Task item
From the entries below, reproduce exactly the line containing "I think pseudo-tabs", the line containing "Secondly re: breacrumbs, basically", and every line in between, with nothing added.

Stored data
PR #5543, opened 2026-07-30
Add lifecycle status callouts

### LINKED ISSUE #5535: Build production version of trial tag
## What

Build a production version of the trial tagging system previously prototyped in https://github.com/alphagov/govuk-design-system/pull/5471

## Why

So that we can start using the trial tag on published work

## Who needs to work on this

Developer

## Who needs to review this

Developer

## Done when

- [x] We've built a production version of the trial tag system

querkmachine:
Adds lifecycle statuses for component guidance pages. 

See it in action on [the Feedback component guidance](https://deploy-preview-5543--govuk-design-system-preview.netlify.app/components/feedback/). 

Successor to #5471. Resolves #5535.

## Changes
- Added status callout macro.
  - Status-specific macros inherit from this internal `_statusCallout` macro that defines the common layout and content of the callouts.
- Added `trialCallout` macro.
  - This macro defines the default labelling and messaging that trial components will display, though these can be extended or overridden on a per-page basis. 
- Removed some code relating to the old experimental status system.

### Screenshots

Screenshot of the feedback component with a large trial box at the top, an orange rectangle with a more saturated orange border, with text explaining what trial status means and a few links to relevant sections of the page.

### Usage

The trial status can be shown on a page by modifying that page's front matter. 

Because a lot of the repetitious content is defined within the macro, this can be done by only setting the `status` property:

```yml
status: trial
```

Further information can be provided by passing an object to `status`, with the status being defined using the `type` child property.

```yml
status: 
  type: trial
  links:
    - href: https://github.com/...
      text: Provide feedback on GitHub Discussions
```

If being used for only part of a page, then it has to be imported and invoked as per Nunjucks conventions:

```njk
{% from "_status-callout.njk" import trialCallout %}

{{ trialCallout({
  text: "I'm some lovely content.",
  links: [
    {
      href: "https://github.com/...",
      text: "Provide feedback on GitHub Discussions"
    }
  ]
}) }}
```

When used in this way, internal content can be overwritten by calling the component, instead of using the `text` or `html` parameters. 

```njk
{% from "_status-callout.njk" import trialCallout %}

{% call trialCallout({
  links: [
    {
      href: "https://github.com/...",
      text: "Provide feedback on GitHub Discussions"
    }
  ]
}) %}
<p>I'm some lovely content.</p>
{% endcall %}
```

## Thoughts
The 'two-tier' macro structure is intended to provide futureproofing for potential later changes to the lifecycle status system (e.g. to add 'deprecated' or 'retired' labels, or a visible 'stable' label.)

The callouts have been implemented as macros, in part, because of the possibility that we don't want to apply the label to an entire page (e.g. for variants of existing components). 

The inclusion of the status as part of the page template (and not just a macro) is for three reasons:

1. It makes it easier for content editors to include the callout on pages without potentially requiring developer help.
2. It causes the callout to render above the in-page mobile navigation on pages that include one (mainly style pages at the moment).
3. This is what we did with the previous experimental label.

### DIFF
--- a/src/stylesheets/main.scss
+++ b/src/stylesheets/main.scss
@@ -362,6 +362,15 @@ pre .language-plaintext {
   margin-bottom: govuk-spacing(1);
 }
 
+// Element name is included here as this needs higher specificity to override
+// the styles applied by .app-prose-scope
+//
+// stylelint-disable-next-line selector-no-qualifying-type
+ul.app-status-callout__list {
+  padding-left: 0;
+  list-style-type: none;
+}
+
 // REMOVE EACH RULE BELOW WHEN GOV.UK FRONTEND V6.0.0 IS RELEASED
 // AND USED ON THE SITE
 
--- a/src/stylesheets/main.scss
+++ b/src/stylesheets/main.scss
@@ -352,14 +352,14 @@ pre .language-plaintext {
 
 // Lifecycle status callouts (inherits from inset text component)
 .app-status-callout {
-  .govuk-tag {
-    margin-bottom: govuk-spacing(1);
-  }
-
   &.app-status-callout--trial {
     border-left-color: govuk-colour("orange");
     background-color: govuk-colour("orange", $variant: "tint-95");
   }
+}
+
+.app-status-callout__tag {
+  margin-bottom: govuk-spacing(1);
 }
 
 // REMOVE EACH RULE BELOW WHEN GOV.UK FRONTEND V6.0.0 IS RELEASED
--- a/src/stylesheets/main.scss
+++ b/src/stylesheets/main.scss
@@ -350,6 +350,18 @@ pre .language-plaintext {
   margin: 0;
 }
 
+// Lifecycle status callouts (inherits from inset text component)
+.app-status-callout {
+  .govuk-tag {
+    margin-bottom: govuk-spacing(1);
+  }
+
+  &.app-status-callout--trial {
+    border-left-color: govuk-colour("orange");
+    background-color: govuk-colour("orange", $variant: "tint-95");
+  }
+}
+
 // REMOVE EACH RULE BELOW WHEN GOV.UK FRONTEND V6.0.0 IS RELEASED
 // AND USED ON THE SITE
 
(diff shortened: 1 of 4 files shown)


src/stylesheets/main.scss
```diff
@@ -350,6 +350,18 @@ pre .language-plaintext {
   margin: 0;
 }
 
+// Lifecycle status callouts (inherits from inset text component)
+.app-status-callout {
+  .govuk-tag {
```
owenatgov: **Nitpick** I'd rather we create a modifier and feed it to our tag's `classes` attribute. Thinking about risk of this clashing with future changes to tags, although it's very unlikely.

views/macros/_status-callout.njk
```diff
@@ -0,0 +1,54 @@
+{% from "govuk/components/inset-text/macro.njk" import govukInsetText %}
```
owenatgov, line 1: **Nitpick** There's some inconsistent indenting in this macro code. I'm asuming you've not nested the nunjucks bits for indent cleanliness but there's a few instances where html isn't getting nested that _should_ be nested.

I wonder if it's easier in this case to just indent everything here for readability.

owenatgov (commented):
2 nitpicks which are open to negotiation. This is looking great.

views/macros/_status-callout.njk
querkmachine: This was because because the macro can be called inside of Markdown content, in which case indentation can be interpreted as a code block and line breaks introduce errant paragraph tags.

I'll see if I can resolve those problems using Nunjucks whitespace collapsing though 👍

owenatgov (approved):
I don't understand where that merge conflict is coming from but this otherwise looks great 💪🏻

querkmachine:
@owenatgov I think it's because I'm trying out GitHub's new PR stack feature here. Because there's a merge conflict between `feature/6.5.0` branch and `main`, it registers as a merge conflict here as well. 🤔 

I'll unstack 'em and see if that resolves the conflict warning.

querkmachine:
Update: Evidently it does not.

Eventually managed to make the phantom conflict go away by cherry-picking the commit on `main` that likely caused it, pushing that to this branch, removing the cherry-picked commit, and force pushing to this branch again.

Issue #5531, opened 2026-07-28
Decide on the infomation architecture of component changelogs


owenatgov:
## What

Decide where in the website we put changelogs for things and if we want to include any additional content alongside them.

Questions to answer:

- should changelogs live on guidance pages, as a separate page per thing, or somewhere else?
- should we have an extra page that explains change histories and links to all of them, similar to what we're proposing for trial tags?

## Why

So that we know we're presenting the information for changelogs in the most sensible way

## Who needs to work on this

Anyone

## Who needs to review this

Squad, content designer

## Done when

- [x] We've decided if a changelog lives on the same page or as a separate page
- [x] We've decided if any additional content would be useful

owenatgov:
# Separate pages spike results

Put together a spike exploring some ideas for separate pages for changelogs per thing https://github.com/alphagov/govuk-design-system/pull/5544

This was a non-exhaustive exploration to test initial ideas and assess technical implications whilst we wait for greater designer capacity. We don't have to be bound by these ideas and this whole work obviously needs designer input ahead of any sort of final delivery plan.

We also don't have to do separate pages if we decide it's the wrong call.

## Thoughts on spiked ideas

### Nested list of child pages in the side nav

I initially thought this was the obvious choice but it might in fact be the most work for the least value.

Firstly, I personally wonder how useful it is for anyone looking at a page on larger screens where the thing they're looking at is lower down the sidenav and therefore won't be visible unless that user navigates down. A user could easily miss the link to the change history, especially if they're not using the sidenav or they skip past it if they're a screen reader user.

Secondly, this would muddy the existing heading navigation feature. We use this currently on pages where we want a heading within a page to be searchable eg: [page template](http://localhost:3000/styles/page-template/). If you search "default" you get the default page template heading. Extending this feature to also account for a history child page is both a change in context for users navigating throughout the website and potentially would make that feature more complex.

We've discussed previously doing work to make our heading linking better and moving this feature out of the sidenav would give us more room to use it for child pages. I don't know that it's viable to do that work as well as this changelog work.

### Linking to it directly in guidance

By far the simplest option. In my spike I didn't include it in the template but we could easily put it there with some processing to check a guidance page has a child history page.

I also don't have huge opinions about positioning or the form of the content if we go down this route.

[...]

PR #5544, opened 2026-07-31
[SPIKE] Changelogs on child pages of their respective thing

owenatgov:
## What and Why

Spikes 3 possible ideas for having changelogs on separate, child pages of the thing their a changelog for rather than being on the same page.

Change history page

Part of https://github.com/alphagov/govuk-design-system/issues/5531 but does not resolve it. Builds on work done in https://github.com/alphagov/govuk-design-system/pull/5295.

This spike is to help assess both the wholesale concept of changelog pages and assess the technical feasibility of doing more with guidance child pages and having a deeper family tree of content compared to our current 2 generation system eg: Component as the parent section, Summary list as the child guidance.

### Child page as nested list item in side nav

Applied to Password input

Screenshot of side nav with password input ancestor

### A link directly to history page at the top of its guidance

Applied to Text input

Screenshot of text input page with link to change history at the top

### Tab design differentiating between guidance and change history

Applied to Generic header

Screenshot of generic header guidance page with tab design

Screenshot of generic header change history page with tab design

## Notes

This is spike code and so there are a few messy bits in the implementation. IMO these shouldn't impact our ability to assess this work, but to note them:

- because this PR is testing multiple things, when you go into a change history page other than Password input you see the change history page as a subitem in the sidenav of the parent thing
- breadcrumbs in changlog pages don't include their parent component
- I copied the changelog for Password input to the other components tested
- For the nested list, I didn't also update the mobile-only subnav on pages with subnav

### DIFF
--- a/lib/navigation.js
+++ b/lib/navigation.js
@@ -59,7 +59,8 @@ module.exports = (config) => (files, metalsmith, done) => {
             : undefined,
 
         // Additional search terms (optional)
-        aliases: frontmatter.aliases?.split(',').map((string) => string.trim())
+        aliases: frontmatter.aliases?.split(',').map((string) => string.trim()),
+        history: frontmatter.history
       })
     }
 
--- a/src/components/generic-header/history/index.md
+++ b/src/components/generic-header/history/index.md
@@ -1,0 +1,73 @@
+---
+title: Generic header - Change history
+layout: layout-pane.njk
+---
+
+{% from "govuk/components/table/macro.njk" import govukTable %}
+
+Change history for [Generic header](/components/text-input).
+
+<div class="app-changelog-table">
+
+{{ govukTable({
+  caption: "Generic header change history",
+  head: [
+    {
+      text: "Date"
+    },
+    {
+      text: "Version"
+    },
+    {
+      text: "Changes"
+    }
+  ],
+  rows: [
+    [
+      {
+        text: "26 Mar 2024"
+      },
+      {
+        text: "5.3.0"
+      },
+      {
+        text: "Component introduced."
+      }
+    ],
+    [
+      {
+        text: "19 Apr 2024"
+      },
+      {
+        text: "5.3.1"
+      },
+      {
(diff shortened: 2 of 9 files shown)


querkmachine:
I personally vibe with having it be part of the subnavigation, though I think I already stated that as my preference coming into this as the most extendable and, I guess, 'integrated' version of this.

I think pseudo-tabs comes in second, but I think it needs a bit more refinement to reduce the repetition of having 'Generic header' and 'Change history' written out three times each at the top of the page. Using a navigation component not presently in the Design System also feels it's asking to open a can of worms. 

Except for maybe the pseudo-tabs example, I do think having the breadcrumbs update to properly show the parent container is functionality we'd want to have in any case. Any clue how much effort it might be to get that working? I couldn't quite suss it out when doing my own spike (https://github.com/alphagov/govuk-design-system/pull/5307).

owenatgov:
@querkmachine I touch on both of these in my big write up https://github.com/alphagov/govuk-design-system/issues/5531#issuecomment-5142783142

Firstly re: nested lists, I was sort of hoping this would work out since I agree it's already an integrated design and architecture thing, however the way it's used currently, in particular how we use it to surface headings in search, feels like it'll get messy. I feel like we've discussed exposing our headings better elsewhere and I think that's worthwhile but that feels like a big thing to take on as part of this work. Interested in your perspective on this.

Secondly re: breacrumbs, basically I'm 99% sure it's because our navigation extension only goes 1 child deep, I suspect intentionally because we store examples as children of components/patterns and we don't want them to show up in navigation. Thankfully the function we use for getting breadcrumbs (`getAncestorPages`) is recursive in case we ever wanted to do this.

I reckon we can resolve this fairly easily by extending our navigation builder to either go a level deep and filter out examples or check specifically for a history page. I reckon the latter as that gives us the possibility to do things like add a `hasHistory` variable to page objects which would help us with rendering some of the stuff in this spike, as well as add the history page item to that page object. Possibly worth another spike?

owenatgov:
Spike has done it's job so closing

Result
I think pseudo-tabs comes in second, but I think it needs a bit more refinement to reduce the repetition of having 'Generic header' and 'Change history' written out three times each at the top of the page. Using a navigation component not presently in the Design System also feels it's asking to open a can of worms. 

Except for maybe the pseudo-tabs example, I do think having the breadcrumbs update to properly show the parent container is functionality we'd want to have in any case. Any clue how much effort it might be to get that working? I couldn't quite suss it out when doing my own spike (https://github.com/alphagov/govuk-design-system/pull/5307).

owenatgov:
@querkmachine I touch on both of these in my big write up https://github.com/alphagov/govuk-design-system/issues/5531#issuecomment-5142783142

Firstly re: nested lists, I was sort of hoping this would work out since I agree it's already an integrated design and architecture thing, however the way it's used currently, in particular how we use it to surface headings in search, feels like it'll get messy. I feel like we've discussed exposing our headings better elsewhere and I think that's worthwhile but that feels like a big thing to take on as part of this work. Interested in your perspective on this.

Secondly re: breacrumbs, basically I'm 99% sure it's because our navigation extension only goes 1 child deep, I suspect intentionally because we store examples as children of components/patterns and we don't want them to show up in navigation. Thankfully the function we use for getting breadcrumbs (`getAncestorPages`) is recursive in case we ever wanted to do this.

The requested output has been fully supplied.